Q2: What happens if a user is in 500 channels? Do they keep 500 WebSocket connections?

Answer: No. One WebSocket connection per device. The Gateway multiplexes messages from all 500 channels down that single pipe.

Q3: How do you sync messages across devices (Phone + Laptop)?

Answer: Each device has a unique device_id. When a message is sent, the server pushes it to all device_ids associated with the user_id (except the sender).

Q4: Why not use HTTP Long Polling?

Answer: Long polling is inefficient for chat because of the header overhead and latency in re-establishing connections. WebSockets are preferred for bi-directional, low-latency comms.

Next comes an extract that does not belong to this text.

PR #199, opened 2026-03-11
feat(calendar): detect first day of week from locale

lmzr:
### Problem

The Grist calendar widget always displayed weeks starting on **Sunday**,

Q5: How do you sort messages if two people send at the exact same millisecond?

Answer: Use Snowflake IDs (Twitter’s ID generator) which are roughly time-ordered. If timestamps are identical, sort by worker_id or sequence_id embedded in the Snowflake.

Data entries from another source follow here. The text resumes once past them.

PR #200, opened 2026-03-11
feat(calendar): detect 12h/24h time format from locale

lmzr:
### Problem

The Grist calendar widget always displayed time slots in the day/week view
using the **24-hour format** (e.g. `14:00`), even for locales like `en-US`
where 12-hour format (e.g. `2 PM`) is standard.

### Fix

Added a `getHour12()` function that detects the preferred time format for
the active locale:

- Reads locale from the Grist `culture` URL parameter, then falls back to
  `navigator.language` and the widget's active language
- Uses `Intl.DateTimeFormat.resolvedOptions().hour12` to determine whether
  the locale prefers 12-hour (`true`) or 24-hour (`false`) format
- Falls back to `false` (24h) on error or if the API is unsupported

The result is applied via the `timegridDisplayPrimaryTime` template
callback in TUI Calendar options, formatting each time label using
`Date.toLocaleTimeString()` with the detected `hour12` value.

### Files changed

- `calendar/page.js` — `getHour12()` function + `timegridDisplayPrimaryTime`
  callback in calendar options

### Testing

1. Open the widget with `en-US` culture → time labels show `1 AM`, `2 PM`, etc.
2. Open with `fr-FR` culture → time labels show `01:00`, `14:00`, etc.
3. Verify no regression on event creation/editing popup times
4. In a browser that does not support `Intl.DateTimeFormat` → fallback to
   24h, no JS error

### DIFF
--- a/calendar/index.html
+++ b/calendar/index.html
@@ -53,15 +53,22 @@
 <script src="https://docs.getgrist.com/grist-plugin-api.js"></script>
 <script src="https://uicdn.toast.com/tui.time-picker/latest/tui-time-picker.js"></script>
 <script>
-  // HACK: Override the default time picker format to be 24-hour. There is no other way to do this,
+  // HACK: Override the default time picker format based on locale. There is no other way to do this,
   // calendar doesn't offer a way to pass this down to the time picker.
   // This also can't be done in the page.js as the next script will grab the reference immediately.
   (function() {
+    var useHour12 = false;
+    try {
+      var culture = new URLSearchParams(window.location.search).get('culture')
+        || navigator.language
+        || 'en';
+      useHour12 = new Intl.DateTimeFormat(culture, {hour: 'numeric'}).resolvedOptions().hour12;
+    } catch(e) {}
     tui.TimePicker = class extends tui.TimePicker {
       constructor(container, options) {
         super(container, {
           ...options,
-          format: 'HH:mm'
+          format: useHour12 ? 'hh:mm A' : 'HH:mm'
         });
       }
     };
--- a/calendar/index.html
+++ b/calendar/index.html
@@ -53,9 +53,14 @@
 <script src="https://docs.getgrist.com/grist-plugin-api.js"></script>
 <script src="https://uicdn.toast.com/tui.time-picker/latest/tui-time-picker.js"></script>
 <script>
-  // HACK: Override the default time picker format based on locale. There is no other way to do this,
-  // calendar doesn't offer a way to pass this down to the time picker.
-  // This also can't be done in the page.js as the next script will grab the reference immediately.
+  // HACK: Override the time picker format based on locale.
+  // This targets the TimePicker inside the event create/edit popup, which is a
+  // separate widget from the time-grid axis handled by timegridDisplayPrimaryTime
+  // in page.js: that template only formats the hour labels of the week/day grid,
+  // not the popup input. The TimePicker defaults to a 12-hour format, so without
+  // this override 24-hour locales would still get an AM/PM input. There is no API
+  // to pass the format down to it, and it can't be done in page.js as the next
+  // script grabs the tui.TimePicker reference immediately.
   (function() {
     var useHour12 = false;
     try {
--- a/calendar/index.html
+++ b/calendar/index.html
@@ -51,6 +51,7 @@
 </div>
 </body>
 <script src="https://docs.getgrist.com/grist-plugin-api.js"></script>
+<script src="hour-format.js"></script>
 <script src="https://uicdn.toast.com/tui.time-picker/latest/tui-time-picker.js"></script>
 <script>
   // HACK: Override the time picker format based on locale.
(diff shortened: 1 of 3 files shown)


calendar/index.html
```diff
@@ -53,15 +53,22 @@
 <script src="https://docs.getgrist.com/grist-plugin-api.js"></script>
 <script src="https://uicdn.toast.com/tui.time-picker/latest/tui-time-picker.js"></script>
 <script>
-  // HACK: Override the default time picker format to be 24-hour. There is no other way to do this,
+  // HACK: Override the default time picker format based on locale. There is no other way to do this,
```
berhalak, line 56: Have you tested a solution where we just remove this hack? It seems to work ok for me. I'm not sure why this hack is even here now, as you clearly are passing this down to the calendar in this timegridDisplayPrimayTime method.

calendar/page.js
```diff
@@ -53,6 +53,16 @@ function getMonthName() {
   return calendarHandler.calendar.getDate().toDate().toLocaleString(getLanguage(), {month: 'long', year: 'numeric'})
 }
 
+function getHour12() {
+  try {
+    const locale = urlParams.get('culture') ?? navigator.language ?? getLanguage();
+    return new Intl.DateTimeFormat(locale, {hour: 'numeric'}).resolvedOptions().hour12;
+  } catch (e) {
+    // Intl.DateTimeFormat not supported or invalid locale
```
berhalak, line 61: This should show something in the console at least.

calendar/page.js
```diff
@@ -53,6 +53,16 @@ function getMonthName() {
   return calendarHandler.calendar.getDate().toDate().toLocaleString(getLanguage(), {month: 'long', year: 'numeric'})
 }
 
+function getHour12() {
+  try {
+    const locale = urlParams.get('culture') ?? navigator.language ?? getLanguage();
```
berhalak, line 58: Can you make this function pure?

calendar/page.js
```diff
@@ -184,8 +194,14 @@ class CalendarHandler {
         },
         popupIsAllday() {
           return t('All Day')
-        }
-
+        },
+        timegridDisplayPrimaryTime({ time }) {
```
berhalak, line 198: Can you add some comment what this function does and what is the intent here, and how lanugage is translated to locale ?

berhalak (changes requested):

fflorent:
Hi @lmzr,

Do you need help to make this PR land?

calendar/index.html
lmzr: Good question — I did look at removing it. The catch is that this override targets the **TimePicker in the create/edit event popup**, which is a different widget from the time-grid axis. `timegridDisplayPrimaryTime` only formats the hour labels on the left of the week/day grid; it doesn't reach the popup input.

The TimePicker defaults to a 12-hour format, so dropping the override would give 24-hour locales (e.g. `fr-FR`) an AM/PM input in the popup. It probably looked fine on your side because a 12-hour locale gets the format it wants either way.

So I kept the hack, but it's now locale-driven instead of hardcoded to 24h. I've also reworded the comment in `index.html` to spell out why it's still needed and how it differs from the grid template.

calendar/index.html
```diff
@@ -53,15 +53,27 @@
...
+  // to pass the format down to it, and it can't be done in page.js as the next
+  // script grabs the tui.TimePicker reference immediately.
   (function() {
+    var useHour12 = false;
+    try {
+      var culture = new URLSearchParams(window.location.search).get('culture')
+        || navigator.language
+        || 'en';
+      useHour12 = new Intl.DateTimeFormat(culture, {hour: 'numeric'}).resolvedOptions().hour12;
+    } catch(e) {}
```
fflorent: Sounds like the same additions to page.js?

If so, do you think it could be feasible to factorize a bit the code?

calendar/page.js
```diff
@@ -68,6 +68,25 @@ function getFirstDayOfWeek() {
...
 }
 
+// Resolve the BCP 47 locale tag to use for all locale-aware formatting.
+// Grist passes the document language as the 'culture' URL param (e.g. "fr-FR");
+// we fall back to the browser language, then to the i18next-detected language.
+function getLocale() {
+  return urlParams.get('culture') ?? navigator.language ?? getLanguage();
+}
+
+// Pure: given a BCP 47 locale tag, returns true when that locale's convention
```
fflorent: Maybe commenting that the function is pure is a bit overkill :)

fflorent (approved):
LGTM, few comments on my side, I let Grist Labs review on their side.

calendar/index.html
lmzr: Done for the part that was genuinely duplicated — the 12h/24h detection is now `getHour12()` in a small shared `hour-format.js`, loaded before both the inline TimePicker patch and page.js and called from each. I kept the locale resolution inline in the two places since they legitimately differ (page.js's `getLocale` has an i18next fallback that isn't available yet when the TimePicker patch runs). c0772d1.

calendar/page.js
lmzr: Agreed — dropped it (it wasn't even accurate: the function `console.warn`s on failure). c0772d1.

12. Summary: The Whiteboard Strategy

1. Requirements

Func: Chat, History, Presence.
Scale: 10M Concurrent, < 50ms Latency.

2. Architecture

[Client] <-> [Gateway] <-> [Redis] | [Cassandra] (History)

* Gateway: Stateful WebSocket holder. * Redis: Pub/Sub for routing.

3. Data & API

          WS /gateway → Connect

          Cassandra: (channel_id, message_id)

4. Deep Dives

Fanout: Gateway subscribes, not User.
Presence: Heartbeats to Redis with TTL.